I have really been delving into Django with class now. It’s been a long time, so I’ve been struggling to explain the way the infrastructure ties together. I’m trying to make sure everyone knows how to deploy their local Docker setup, and how to make modifications to the models and views. Cookiecutter-Django has saved us some time since they have the custom user model already available, but I was struggling to explain how to modify it and update the forms. We’ve got a presentation on it this Thursday to provide an update to the professor. I’ve been struggling to keep up with it lately, and have really been depending on my project team to keep me on point. It’s OK cause I’ve been going out of my way to help guide everyone, so I don’t think it’s going to be a problem. We’ve got a lot to do between now and then to get things pushed out, but I have no worries about expectations for our grade. Most people on the team have been getting 99s and 100s on our written work. The prototype is thirty percent of our grade, but I’m confident we’ll be able to demonstrate progress.

This is my priority for the week.

Side project updates: We launched the new website for the local party on Monday with a EmailChimp campaign.
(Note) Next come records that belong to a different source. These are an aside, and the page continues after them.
Issue #2866, opened 2025-10-18
Unable to edit the project boundary, issue with project area


Sujanadh:
**Which server**

- [ ] Dev
- [ ] Stage
- [x] Prod
- [ ] Other (please specify)

**Describe the bug**
There are few issues with the project boundary during project creation :-
- When user uploads a boundary larger than 100 sq km, for example 300 sq km, there comes a warning message to upload area within 100 sq km but still I am able to proceed to next step
- When I move to further steps and try to generate data extracts, there is an error which says I can't extract the data extracts with boundary area greater than 200 sq km
- Now, I want to edit the boundary but there is not any option to edit the boundary

**To Reproduce**

1. Go to project creation
2. Upload boundary greater than 200 sq km
3. See the warning
4. Go to next steps and try generating data extracts
5. See error that says to upload area less than 200 sq km

**Expected behavior**
If data extracts is allowed with the boundary area within 200 sq km, we should allow users to upload the area unless it is greater than 200 sq km. Having a warning message to upload an area under 100 sq km is good, but if the area is greater than 200 sq km, we should avoid uploading that area in the very first place.

**Screenshots**

<img width="1915" height="880" alt="Image" src="https://github.com/user-attachments/assets/ff53ca36-a5b2-441d-9116-03ab12c26a18" />

<img width="1917" height="879" alt="Image" src="https://github.com/user-attachments/assets/49f2bb04-932a-4b2d-a4c9-fd71878b7963" />

Slight error in the error text (should be "is not supported")

PR #2876, opened 2025-10-28
feat(createProject): set maximum aoi limit to 200 sq.km.

NSUWAL123:

- [ ] 🍕 Feature
- [x] 🐛 Bug Fix
- [ ] 📝 Documentation
- [ ] 🧑‍💻 Refactor
- [ ] ✅ Test
- [ ] 🤖 Build or CI

## Related Issue
- Related to #2866

## Describe this PR
Set maximum limit of AOI area to 200 sq.km. instead of 1000 sq.km.

## Screenshots
image
image

### DIFF
--- a/src/frontend/src/components/CreateProject/01-ProjectOverview.tsx
+++ b/src/frontend/src/components/CreateProject/01-ProjectOverview.tsx
@@ -124,10 +124,10 @@ const ProjectOverview = () => {
 
     if (unit !== 'km²') return;
 
-    if (area > 1000) {
+    if (area > 200) {
       dispatch(
         CommonActions.SetSnackBar({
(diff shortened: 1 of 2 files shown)


spwoodcock:
This would fix the problem, but the limits were agreed upon a long time ago based on discussion, documented here: https://github.com/hotosm/field-tm/discussions/1732

I think the only way to solve this (within the previous constraints we set) is to provide a warning / dialog for the user:

"
The mapping area is very large >200km2. Could you consider subdividing into smaller projects?

Note that getting data from OSM will not work for areas >200km2, so you will have to provide your own data.

Confirm: Yes / No
"

If they continue, block OSM extraction.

Had to get Google Analytics setup last night, and have been trying to get Infinite WordPress running in top shape. It’s a bit clunky, but I’m getting used to it. Making sure backups are running properly, then making sure that updates are getting run is my main priority.

Still waiting on our cornerstone client to get their ass in gear with one of our projects.

Have had an idea about a new personal domain to serve as a central home for my professional activities. I’ve got a couple ideas for clever domain names, and some spiffy WordPress themes that I can use to build it. I need to learn to leverage LinkedIn, and revisit the local startup community to see what opportunities are out there for me to go after. I still have yet to apply for any jobs. I need to prioritize my resume.

Chicks dig guys with skills. Still from Flato WordPress theme.

Last note, my wife is upset cause she think’s she’s being targeted by management at work. Said her supervisor wants her to transition to a role where she’ll be meeting with walk up clients. She’s obviously concerned with the increased risk that this puts her in. I suggested that she try to leverage her communications platform to do something about it. There seems to be a culture of passive aggressiveness at her office, and it seems like she wants to fall into similar behavior. She did not think I was validating when she told me after work; she was very distraught.